In another week, Gerremy would have to report to Salt Lake City to start filming "Runway to Nowhere" and Jamie, much as he was enjoying the wonders of this century such as real toilet paper and the comfort of Calvin Klein briefs, was getting a hankering for Scotland and his wife, the loopy Sassyhack also known as Clairvoyant Beachie McFraser.
Puppet on a string. |
Every time he would feel his manhood stir over some nice looking female fawning over him, this female puppet master who lived in his head and her constant voice over narrative served like a bucket of ice water poured over his genitals and he was getting very sexually frustrated indeed. He was also exasperated trying to explain the feeling to McButler who was starting to think he was a eunuch of some sort. He did, however, tell Jamie that acting felt a little like someone else, but at least a visible someone, was running the show too. McButler had also added, as an aside, that his own cock had a mind of its own and often led him around by the nose regardless of his resolve not to stick it into certain places. His nose he meant, of course.

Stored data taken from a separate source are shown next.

PR #1847, opened 2015-08-20
Windows process management refactoring

elafarge:
As part as the "Use Omnibus4 for our Windows build", this contains a big refactoring of the Windows Service layer on the agent. 

Basically we now have a `real` supervisord-like program (it doesn't read the `supervisord.conf` but I'm working on it on my free time) that logs things, that can be launched from the Python command line (without having to be declared as a Windows service). It launches real commands just like `supervisord` would do in `psutil` subprocesses (it's a wrapper around the `subprocess` class providing some additional utilities).

It also mean that the agent's components (`dogstatsd`, the `collector` and the `forwarder`) had to be slightly modified to be Windows compatible. They can now be launched independently from the command line, which (along with the agent's Python `venv` being completely accessible thanks to the new packaging of the agent) makes hacking on the agent on Windows a lot easier. 

Finally the "real" windows service resides in a independant layer now: `win32/ddagent_service.py`. It's python right now and built into an exe with py2exe (so it's shipped with it's own python installation, around 10 megs :s) but it could be rewritten in any compiled language (Go ? C ?) to be made lighter. It basically aims at starting our supervisor and killing it when asked to do so (right now it also kills all the children from that supervisor, I couldn't find a cleaner way to make our supervisor exit so far (and I've been trying hard). There might be an alternative involving windows events... or make the supervisor listening to a port on which it can receive instruction from the `ddagent_service.py`.


setup.py
```diff
@@ -25,62 +24,26 @@
...
-                    continue
-                # we skip psycopg2 now because don't want to install PG
-                # on windows
-                if 'psycopg2' in line:
-                    continue
-                install_requires.append(line)
 
     # windows-specific deps
-    install_requires.append('pywin32==217')
+    install_requires.append('pywin32==219')
```
remh: I think there was a reason we were using 217.
@LeoCavaille do you remember ?

agent.py
```diff
@@ -92,11 +92,12 @@ def run(self, config=None):
         # Gracefully exit on sigterm.
         signal.signal(signal.SIGTERM, self._handle_sigterm)
 
-        # A SIGUSR1 signals an exit with an autorestart
-        signal.signal(signal.SIGUSR1, self._handle_sigusr1)
+        if os.name != 'nt':
```
remh: You should use the Platform util class

util.py
```diff
@@ -422,49 +422,97 @@ def get_instance_id(agentConfig):
...
+if os.name == 'nt':
+    import psutil
+    import threading
+
+    class Watchdog(threading.Thread):
+        """ Simple watchdog for Windows (relies on psutil) """
+        def __init__(self, duration, max_mem_mb = None):
+            self._duration = int(duration)
+
+            if max_mem_mb is not None:
```
remh: Let's remove this. It's not used, even less on windows.

util.py
```diff
@@ -422,49 +422,97 @@ def get_instance_id(agentConfig):
...
+            with self.tlock:
+                self.expire_at = time.time() + self._duration
+
+        def watch(self):
+            while True:
+                if time.time() > self.expire_at:
+                    self.self_destruct()
+                time.sleep(self._duration/20)
+
+else:
```
remh: You shouldn't do that.
You should have two classes:
- WatchdogPosix
- WatchdogWindows

And choose the right one when instantiating the watchdog

requirements.txt
```diff
@@ -19,6 +19,7 @@ requests==2.6.0
 simplejson==3.6.5
 supervisor==3.1.3
 tornado==3.2.2
+psutil==2.1.1
```
remh: it shouldn't be in requirements.txt

remh:
@degemer are you basing your work on this PR ?

degemer:
@remh Indeed, I assumed it was needed for Omnibus.

elafarge:
Yes indeed, the idea was to have a process management that would look like the one on Linux to make the transition to Omnibus much easier as far as I remember. 

The main goal was to split the Windows Service layer and the process management layer in two parts so that the former gets packaged with py2exe and launches the latter just like InitD/SystemD would launch supervisord on Linux. Let me know if you have any questions @degemer  ;-)

olivielpeau:
Superseded by #2417

PR #1848, opened 2015-08-20
[zk] new `zookeeper.bytes_received/sent*` rates 

### LINKED ISSUE #1729: [zookeeper] metrics should be reported as counts not gauges
For instance:
* `zookeeper.bytes_received` is a monotonically increasing gauge since ZK start
* `zookeeper.bytes_sent`

yannmh:
Switch `zookeeper.bytes_received`, `zookeeper.bytes_sent` from `gauge` to `count` type. 
**WARNING**: potential backward incompatibility issues.
Fix #1729.

@remh can you take a pass on it ? I am also wondering if we should use `rate` instead of a `count`, as both are valid.

### DIFF
--- a/checks.d/zk.py
+++ b/checks.d/zk.py
@@ -24,9 +24,10 @@ Tested with Zookeeper versions 3.0.0 to 3.4.5
 
 '''
 # stdlib
+from collections import namedtuple
+from StringIO import StringIO
 import re
 import socket
-from StringIO import StringIO
 import struct
 
 # project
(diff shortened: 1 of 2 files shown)


yannmh:
cc @LeoCavaille who opened the original issue :key:

checks.d/zk.py
```diff
@@ -38,6 +39,15 @@ class ZKConnectionFailure(Exception):
     pass
 
 
+class ZKMetric(namedtuple('ZKMetric', ['name', 'value', 'm_type'])):
```
remh: This is a bit weird. You are using named tuples but you are not using the fact that attributes are named. You should just use regular tuples IMO.

yannmh:
__Updated__
Switch `zookeeper.bytes_received`, `zookeeper.bytes_sent` from count to rate type. Rename both metrics accordingly.

Make `ZKMetric` inherits from tuple rather than namedtuple.

yannmh:
I renamed `zookeeper.bytes_(received/sent)` to `zookeeper.bytes_(received/sent)_per_second` to be consistent with other integrations.
Howver it would trigger `No Data` alerts on some monitors. I reckon we should maybe keep the old `zookeeper.bytes_(received/sent)` gauges, and create the new metrics separately.

remh:
@yannmh can you rebase this PR and keep the old metrics as well ?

Jamie had nodded in understanding, but looking at McButler's now sunburned nose, he suddenly had an image of those two disjointed body parts, outfitted with little tiny arms, holding hands and jumping into the metaphorical fire. McButler's commiseration had done nothing to make him feel better, but that picture in his head had made him grin.
The truth was, that no matter how much cotton Jamie put in his ears, the constant thrum of that voice driving him to live a kind of "goody two shoes" existence, was what had originally driven him out on his journey of discovery. Now it only sent him as far as the Latin bar down the street where the salsa dancers and the bongo drums were the only things that seemed to drown out the whiney voice.
McButler was convinced he had a crush on one of the girls who frequented the bar, but the fact was that he was developing a taste for the music and found that he was having trouble keeping his hips and his feet still all the time he was there. He liked the way his kilt twirled around his legs, but besides that, it was the only place he seemed to be out of reach of the unseen hand driving his life and putting a curse on the natural response of his genitalia. It was almost as if he only existed as a figment of some female's imagination and was not a living, breathing, lusty 1800 century male set loose in a 21st century world. He loved his wife, but come on...this was perverse.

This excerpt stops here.